What the task asks: List every line in this data where the string "always" occurs.

Dataset extract section start

PR #1593, opened 2026-07-17
Deterministically render conditional conformances

snprajwal:
Bug/issue #, if applicable: rdar://182511900

## Summary

Conditional conformance constraints (e.g. "Available when Self is X") are not consistently present across multiple builds. This is due to two independent sources of non-determinism:

- When checking whether a `Self is <Parent>` constraint is trivially true and can be hidden, the renderer picks the symbol's parent from an unordered collection. However, symbols can sometimes be reached through multiple parent nodes in the topic graph, causing the constraint to be filtered out in some builds and retained in others.
- A reference can be present in a page both directly and as a dependency of another reference (e.g. via a symbol link in an abstract). Only the direct path attaches conformance constraints, so whichever write happened last decides whether the reference includes conformances.

To resolve these issues:

- When checking a `Self is <Parent>` constraint, the renderer now picks the parent with the shortest finite path in the topic graph, which is guaranteed to remain consistent for a given set of inputs.
- The code path that adds dependency references now also includes conformance constraints, and the information is present in the final list of references irrespective of the write order.

This PR also modernises tests for the documentation content renderer.

## Dependencies

N/A

## Testing

1. Build a catalog with both offending cases:
    - a member reachable from more than one parent that carries a conditional conformance (e.g. a protocol default implementation surfaced under both the protocol and a conforming type)
    - a symbol that is only reached through another reference's abstract (a symbol link), rather than being directly curated.
2. Run `docc convert` several times in separate processes, each to its own output dir.
3. Previously, the conformance list would change across runs. With these fixes, the output is identical across runs.

## Checklist

- [x] Added tests

### DIFF
--- a/Sources/SwiftDocC/Model/Rendering/DocumentationContentRenderer.swift
+++ b/Sources/SwiftDocC/Model/Rendering/DocumentationContentRenderer.swift
@@ -194,7 +194,9 @@ public class DocumentationContentRenderer {
         }
         
         let isLeaf = SymbolReference.isLeaf(symbol)
-        let parentName = context.parents(of: reference).first
+        // A symbol can be reached in the topic graph through one or more parent nodes.
+        // To ensure stable ordering, use the parent with the shortest path to the symbol.
+        let parentName = context.shortestFinitePath(to: reference)?.last
             .flatMap { try? context.entity(with: $0).symbol?.names.title }
         
         let options = ConformanceSection.ConstraintRenderOptions(
--- a/Sources/SwiftDocC/Model/Rendering/RenderNodeTranslator.swift
+++ b/Sources/SwiftDocC/Model/Rendering/RenderNodeTranslator.swift
@@ -468,6 +468,11 @@ public struct RenderNodeTranslator: SemanticVisitor {
             
             
             for dependencyReference in dependencies.topicReferences {
+                // If this reference is also a direct reference of the page,
+                // do not redundantly process it as a dependency reference.
+                guard renderReferences[dependencyReference.absoluteString] == nil else {
+                    continue
+                }
                 var dependencyRenderReference: TopicRenderReference
                 if let renderContext, let prerendered = renderContext.store.content(for: dependencyReference)?.renderReference as? TopicRenderReference {
                     dependencyRenderReference = prerendered
@@ -478,7 +483,7 @@ public struct RenderNodeTranslator: SemanticVisitor {
                 renderReferences[dependencyReference.absoluteString] = dependencyRenderReference
             }
             
-            // Add any conformance constraints to the reference, if any are present.
+            // Add conformance constraints to the reference, if any are present.
             if let conformanceSection = renderer.conformanceSectionFor(reference, collectedConstraints: collectedConstraints) {
                 renderReference.conformance = conformanceSection
             }
--- a/Sources/SwiftDocC/Model/Rendering/RenderNodeTranslator.swift
+++ b/Sources/SwiftDocC/Model/Rendering/RenderNodeTranslator.swift
@@ -447,17 +447,9 @@ public struct RenderNodeTranslator: SemanticVisitor {
         
         for reference in collectedTopicReferences {
             var renderReference: TopicRenderReference
-            var dependencies: RenderReferenceDependencies
-            
-            if let renderContext, let prerendered = renderContext.store.content(for: reference)?.renderReference as? TopicRenderReference,
-                let renderReferenceDependencies = renderContext.store.content(for: reference)?.renderReferenceDependencies {
-                renderReference = prerendered
-                dependencies = renderReferenceDependencies
-            } else {
-                dependencies = RenderReferenceDependencies()
-                renderReference = renderer.renderReference(for: reference, dependencies: &dependencies)
-            }
-            
+            let dependencies: RenderReferenceDependencies
+            (renderReference, dependencies) = makeRenderReference(for: reference, with: renderer)
+
             for link in dependencies.linkReferences {
                 linkReferences[link.identifier.identifier] = link
             }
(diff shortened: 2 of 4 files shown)


Sources/SwiftDocC/Model/Rendering/DocumentationContentRenderer.swift
```diff
@@ -194,7 +194,9 @@ public class DocumentationContentRenderer {
         }
         
         let isLeaf = SymbolReference.isLeaf(symbol)
-        let parentName = context.parents(of: reference).first
+        // A symbol can be reached in the topic graph through one or more parent nodes.
+        // To ensure stable ordering, use the parent with the shortest path to the symbol.
+        let parentName = context.shortestFinitePath(to: reference)?.last
```
franklinsch, line 199: It would be good to run the performance testing script for this change. Specifically, I'd be curious if recomputing `reverseEdgesGraph` here is a problem.

Tests/SwiftDocCTests/Rendering/RenderNodeTranslatorTests.swift
```diff
@@ -1587,3 +1588,40 @@ class RenderNodeTranslatorTests: XCTestCase {
...
+            typeKind: .struct,
+            constraints: [.init(kind: .sameType, leftTypeName: "Self", rightTypeName: "Bar")]
+        )
+
+        let catalog = Folder(name: "unit-test.docc", content: [
+            JSONFile(name: "SomeModule.symbols.json", content: makeSymbolGraph(
+                moduleName: "SomeModule",
+                symbols: [
+                    makeSymbol(id: "s:Foo", kind: .struct, pathComponents: ["Foo"]),
+                    makeSymbol(id: "s:Bar", kind: .struct, pathComponents: ["Bar"]),
```
franklinsch, line 1606: Nit: technically, I don't think this symbol is needed for this test, but I can see why it's included in this test to be consistent with the `selfIsBar` mixin.

snprajwal: Yeah, we'd have a dangling constraint otherwise.

Sources/SwiftDocC/Model/Rendering/DocumentationContentRenderer.swift
snprajwal: No meaningful impact:

```
│ Metric                                   │ Change          │ 9417c16ac            │ current              │
│ Duration for 'convert-total-time'        │ no change¹,²    │ 10.33 secs           │ 9.509 secs           │
│ Duration for 'documentation-processing'  │ no change³,⁴    │ 3.732 secs           │ 3.076 secs           │
│ Duration for 'finalize-navigation-index' │ no change⁵,⁶    │ 0.072 secs           │ 0.038 secs           │
│ Peak memory footprint                    │ no change⁷,⁸    │ 687.4 MB             │ 691.3 MB             │
│ Data subdirectory size                   │ no change⁹      │ 200.9 MB             │ 200.9 MB             │
│ Index subdirectory size                  │ no change       │ 1.4 MB               │ 1.4 MB               │
│ Total DocC archive size                  │ no change¹⁰     │ 544.8 MB             │ 544.8 MB             │
│ Topic Anchor Checksum                    │ no change       │ 79a05f8af32dd880b420 │ 79a05f8af32dd880b420 │
│ Topic Graph Checksum                     │ no change       │ 02122cc8c951bdb8854c │ 02122cc8c951bdb8854c │
```
I wouldn't expect it to impact perf since it's called so infrequently (only when computing conformances for constrained symbols) that any perf deviation is negligible compared to the overall build.

snprajwal:
@swift-ci test

snprajwal:
@swift-ci test

Sources/SwiftDocC/Model/Rendering/RenderNodeTranslator.swift
anferbui, line 477: I think it would be good to deterministically added the conformance section only when we needed it, rather than always, so that we're not storing extra information we don't need, WDYT? I don't think there's any case for which we need the conformance section for dependencies, but I could be wrong.

We could check whether the reference is already in `renderReferences` before modifying it, with something like:

```diff
diff --git a/Sources/SwiftDocC/Model/Rendering/RenderNodeTranslator.swift b/Sources/SwiftDocC/Model/Rendering/RenderNodeTranslator.swift
index dbffde201..f4b800251 100644
--- a/Sources/SwiftDocC/Model/Rendering/RenderNodeTranslator.swift
+++ b/Sources/SwiftDocC/Model/Rendering/RenderNodeTranslator.swift
@@ -468,6 +468,11 @@ public struct RenderNodeTranslator: SemanticVisitor {


             for dependencyReference in dependencies.topicReferences {
+                // Only add the reference if it doesn't already exist
+                if let _ = renderReferences[dependencyReference.absoluteString] {
+                    continue
+                }
+
                 var dependencyRenderReference: TopicRenderReference
                 if let renderContext, let prerendered = renderContext.store.content(for: dependencyReference)?.renderReference as? TopicRenderReference {
                     dependencyRenderReference = prerendered
@@ -475,10 +480,7 @@ public struct RenderNodeTranslator: SemanticVisitor {
                     var dependencies = RenderReferenceDependencies()
                     dependencyRenderReference = renderer.renderReference(for: dependencyReference, dependencies: &dependencies)
                 }
-                // Add conformance constraints to the dependency reference, if any are present.
-                if let conformanceSection = renderer.conformanceSectionFor(dependencyReference, collectedConstraints: collectedConstraints) {
-                    dependencyRenderReference.conformance = conformanceSection
-                }
+
                 renderReferences[dependencyReference.absoluteString] = dependencyRenderReference
             }
```

anferbui (commented):
Small comment about whether we want to always add conformances or not (adding them unnecessarily will make the Render Node JSON unnecessarily larger)

Sources/SwiftDocC/Model/Rendering/RenderNodeTranslator.swift
anferbui: (It would be good to refactor this function a bit to not have very similar logic twice that we need to keep in sync)

snprajwal: Done and done, nice catch!

snprajwal:
@swift-ci test

anferbui (approved):
LGTM :D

Dataset extract section end

Solution to this exercise:
anferbui, line 477: I think it would be good to deterministically added the conformance section only when we needed it, rather than always, so that we're not storing extra information we don't need, WDYT? I don't think there's any case for which we need the conformance section for dependencies, but I could be wrong.
Small comment about whether we want to always add conformances or not (adding them unnecessarily will make the Render Node JSON unnecessarily larger)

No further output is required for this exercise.